The Taiwanese tech giant says “technical error” is to blame for the pay dispute that saw workers clash with police.
Apple supplier Foxconn has apologized to workers after its massive iPhone manufacturing complex in central China was rocked by violent protests over wages and working conditions.
The Taiwanese tech giant said on Thursday it had discovered a “technical flaw” in its payment system and agreed wages had not been changed after workers protested at its campus in Zhengzhou city.
“At this time, the park continues to actively communicate with the employees affected by the misinformation, explaining that all employees’ salaries and bonuses will be paid in accordance with company policies,” the company said in a statement.
Videos posted online on Wednesday showed people tearing down barriers, smashing surveillance cameras and windows and clashing with police, leaving a number of workers bloodied in the clashes.
Some workers in the footage said they were told Foxconn planned to delay bonus payments, while others complained they were forced to share dormitories with colleagues who tested positive for COVID-19.
Foxconn’s apology came as authorities in Zhengzhou ordered an effective lockdown for more than half of the city’s 10.3 million residents and as COVID-19 cases surged to a record high across the country.
As of Friday midnight, residents of the inner city will not be allowed to leave their neighborhood without a negative COVID test result and permission from the authorities. Residents are also advised to stay at home ‘unless necessary’.
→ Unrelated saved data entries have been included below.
PR #84, opened 2024-10-07
Fixing CNN `shape` issue

drewoldag:
Mostly this fixes the "missing `shape` parameter" error that was popping up with the example CNN model. Also adds a little demo notebook for training a model.


src/fibad/models/example_cnn_classifier.py
```diff
@@ -16,7 +16,7 @@
 
 @fibad_model
 class ExampleCNN(nn.Module):
-    def __init__(self, config, _):
+    def __init__(self, config, shape):
```
mtauraso, line 19: Was this the change that fixed the bug?

mtauraso (approved):
Looks good to me, but then again so did the last version which was apparently broken 🤷‍♂️

src/fibad/models/example_cnn_classifier.py
drewoldag: I don't think so, this is just left over because I was also getting errors when passing shape.

drewoldag:
For the time being, I don't think that this PR should be merged. Going to leave it lingering for a bit, just to see if this problem returns.

src/fibad/models/example_cnn_classifier.py
drewoldag: FWIW, though, I do think that this needs to be either `shape` or `**kwargs` I guess... Otherwise you get :

```
Traceback (most recent call last):
  File "/home/drew/miniconda3/envs/fibad/bin/fibad", line 8, in <module>
    sys.exit(main())
             ^^^^^^
  File "/home/drew/code/fibad/src/fibad_cli/main.py", line 34, in main
    getattr(fibad_instance, args.verb)()
  File "/home/drew/code/fibad/src/fibad/fibad.py", line 166, in train
    return run(config=self.config, **kwargs)
           ^^^^^^^^^^^^^^^^^^^^^^^^^^^^^^^^^
  File "/home/drew/code/fibad/src/fibad/train.py", line 22, in run
    model, data_set = setup_model_and_dataset(config)
                      ^^^^^^^^^^^^^^^^^^^^^^^^^^^^^^^
  File "/home/drew/code/fibad/src/fibad/pytorch_ignite.py", line 40, in setup_model_and_dataset
    model = model_cls(config=config, shape=data_set.shape())
            ^^^^^^^^^^^^^^^^^^^^^^^^^^^^^^^^^^^^^^^^^^^^^^^^
TypeError: ExampleCNN.__init__() got an unexpected keyword argument 'shape'
```

mtauraso: Ah, I understand now.

PR #90, opened 2024-10-09
Implement checkpointing during training

drewoldag:
This is the beginning of implementing checkpointing for training models. 

Need to pass in the config dictionary so that we can specify were to place the checkpoints, and read in a given checkpoint if the user chooses to do so. 

Also need to implement the ability to create a checkpoint at the "last best <metric>" value.


aritraghsh09 (approved):
This looks good to me! I especially like the best checkpoint logging feature!

Issue #98, opened 2024-10-22
Download Resume does not function when image or variance is set to true in fibad config


mtauraso:
If you have a config that downloads mask or variance, resume will fail to work.

The cause is that the image, variance, and mask rect parameters aren't saved to the manifest file, so on resume `_prune_downloaded_rects()` cannot match the current manifest with the rects generated from the catalog. In this case the rects generated from the catalog have config-provided values for image, mask and variance. The rects generated from reading the manifest have the Rect default values of image=True, mask=False and variance=False.  

To the extent that the config does not match these rects, none of the existing downloaded images will match as being part of the current catalog, and the resuming download will RuntimError.

The solution is to change `Downloader.RECT_COLUMN_NAMES` to include these fields (and all the other rect immutable_fields) so that errors of this type cannot happen.

PR #99, opened 2024-10-22
Include all immutable dc.Rect fields in manifest so Resume works in all configs.

mtauraso:
This is a breaking change for the manifest file format, in that downloads started before this change will not be able to resume if resumed using a version of fibad after this change.

Prior to this change If you have a config that downloads mask or variance, resume would simply fail (issue #98)

The cause was that the image, variance, and mask rect parameters weren't saved to the manifest file, so on resume _prune_downloaded_rects() could not match the  manifest with the rects generated from the catalog.

In this case the rects generated from the catalog had config-provided values for image, mask and variance. The rects generated from reading the manifest had the dc.Rect default values of image=True, mask=False and variance=False.

This change ensures that all the dc.Rect immutable fields, which are used in equality and hash checking are written out to the manifest.

### DIFF
--- a/src/fibad/download.py
+++ b/src/fibad/download.py
@@ -22,7 +22,11 @@ class Downloader:
     VARIABLE_FIELDS = ["tract", "ra", "dec"]
 
     # These are the column names we retain when writing a rect out to the manifest.fits file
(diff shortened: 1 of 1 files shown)


drewoldag (approved):
Looks ok to me

PR #100, opened 2024-10-22
Handle externally defined default configuration files 

drewoldag:
Adding a ConfigManager class to help wrangle the various defaults that could be imported.

The approach we're implementing is the following.
* Load the fibad_default_config
* Load the user_specific_config (USC), if defined
* Scan the USC for any external libraries, they look like lib specs under the `name` keys. i.e. `"module.submod.class"`
* Collect the file paths to default config files that are defined in the external libraries. For now, we assume the files are called `default_config.toml`.
* Merge all the external default configs to create a merged-external-default-config
* Merge the fibad default and the merged-external default configs to create a total-default-config
* Merge the USC into the total-default-config
* Validate the USC against the total-default-config

There's lots of clean up still to do.

### DIFF
--- a/src/fibad/config_utils.py
+++ b/src/fibad/config_utils.py
@@ -1,4 +1,5 @@
 import datetime
+import importlib
 import logging
 from pathlib import Path
 from typing import Union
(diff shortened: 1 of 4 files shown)


src/fibad/fibad.py
```diff
@@ -43,12 +43,14 @@ def __init__(self, *, config_file: Union[Path, str] = None, setup_logging: bool
             - You have a single Fibad object in use at any time. This is true in most notebook like
               environments.
         """
-        self.config = get_runtime_config(runtime_config_filepath=config_file)
+        self.config_manager = ConfigManager(runtime_config_filepath=config_file)
+        self.config = self.config_manager.config
+        # self.config = get_runtime_config(runtime_config_filepath=config_file)
```
mtauraso, line 48: I think we can remove `get_runtime_config`

src/fibad/fibad.py
```diff
@@ -43,12 +43,14 @@ def __init__(self, *, config_file: Union[Path, str] = None, setup_logging: bool
...
 
         # TODO: For now this is part of Fibad.__init__() In future when external modules can define their own
         # configuration keys and associated default values, this will need to occur after those external
         # modules have been resolved and loaded. This is why it is separate from get_runtime_config()
-        validate_runtime_config(self.config)
+        # validate_runtime_config(self.config)
```
mtauraso, line 53: We can probably also remove `validate_runtime_config` and `merge_configs` It does not look like either is called anymore.

src/fibad/config_utils.py
```diff
@@ -62,6 +63,141 @@ def clear(self):
...
+
+        self.overall_default_config = self.fibad_default_config.copy()
+
+        for path in self.external_library_config_paths:
+            external_library_config = self._read_runtime_config(path)
+            self.overall_default_config = self._merge_configs(
+                self.overall_default_config, external_library_config
+            )
+
+    def _merge_configs(self, default_config: dict, overriding_config: dict) -> dict:
```
mtauraso, line 140: This could be `@staticmethod` AFAICT it doesn't read or modify any data member.

src/fibad/config_utils.py
```diff
@@ -62,6 +63,141 @@ def clear(self):
...
+        final_config = default_config.copy()
+        for k, v in overriding_config.items():
+            if k in final_config and isinstance(final_config[k], dict) and isinstance(v, dict):
+                final_config[k] = merge_configs(default_config[k], v)
+            else:
+                final_config[k] = v
+
+        return final_config
+
+    def _validate_runtime_config(self, runtime_config: ConfigDict, default_config: ConfigDict):
```
mtauraso, line 166: Also could be `@staticmethod`

src/fibad/config_utils.py
```diff
@@ -62,6 +63,141 @@ def clear(self):
...
+        for key, value in runtime_config.items():
+            if isinstance(value, dict):
+                default_configs |= self._find_external_library_default_config_paths(value)
+            else:
+                if key == "name" and "." in key:
+                    external_library = value.split(".")[0]
+                    if importlib.util.find_spec(external_library) is not None:
+                        try:
+                            lib = importlib.import_module(external_library)
+                            lib_default_config_path = Path(lib.__file__).parent / "default_config.toml"
```
mtauraso, line 117: A thought, which I don't think should block any of this.

How do external library writers discover this magic path?
Do we want to provide any flexibility here for library writers to tell us where their file is? 

Short term I think the answers are "docs" and "no", but long term the second one might be "yes"

src/fibad/config_utils.py
```diff
@@ -62,6 +63,141 @@ def clear(self):
...
+            self.user_specific_config
+        )
+
+        self.overall_default_config = {}
+        self._merge_defaults()
+
+        self.config = self._merge_configs(self.overall_default_config, self.user_specific_config)
+        self.is_valid_config = self._validate_runtime_config(self.config, self.overall_default_config)
+
+    def _read_runtime_config(self, config_filepath: Union[Path, str] = DEFAULT_CONFIG_FILEPATH) -> ConfigDict:
```
mtauraso, line 87: Another potential `@staticmethod`

src/fibad/config_utils.py
```diff
@@ -62,6 +63,141 @@ def clear(self):
...
+        with open(config_filepath, "r") as f:
+            parsed_dict = toml.load(f)
+            return ConfigDict(parsed_dict)
+
+    def _find_external_library_default_config_paths(self, runtime_config: dict) -> set:
```
mtauraso, line 92: Another potential `@staticmethod`

src/fibad/config_utils.py
drewoldag: The pie-in-the-sky version of this, for me, would include a PPT-like template, or template repository that an external library write would start with, that would provide the stub for this. 

But, you're right, that this is a magic path right now. And yes, in the future, allowing flexibility here would be nice.

mtauraso (approved):
✅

China’s nationwide count rose to a record 31,454 infections on Thursday as authorities battle a resurgence of COVID in metropolises such as Beijing, Shanghai, Guangzhou, Chengdu and Chongqing.
Despite Beijing’s calls for more targeted measures to contain infections, authorities across the country have been scrambling to reintroduce restrictions such as lockdowns and mass testing to halt the spread of the virus.
The tightening of restrictions has dampened hopes of a departure from Beijing’s tough “zero-COVID” strategy, which seeks to eradicate the virus wherever it emerges, and portends more gloom over China’s sputtering economic recovery.
The world’s second-largest economy is expected to struggle to reach 3 percent growth in 2022, which would be one of its weakest performances in decades. Gross domestic product (GDP) officially grew by 3.9 percent between July and September, after growing just 0.4 percent in the previous quarter.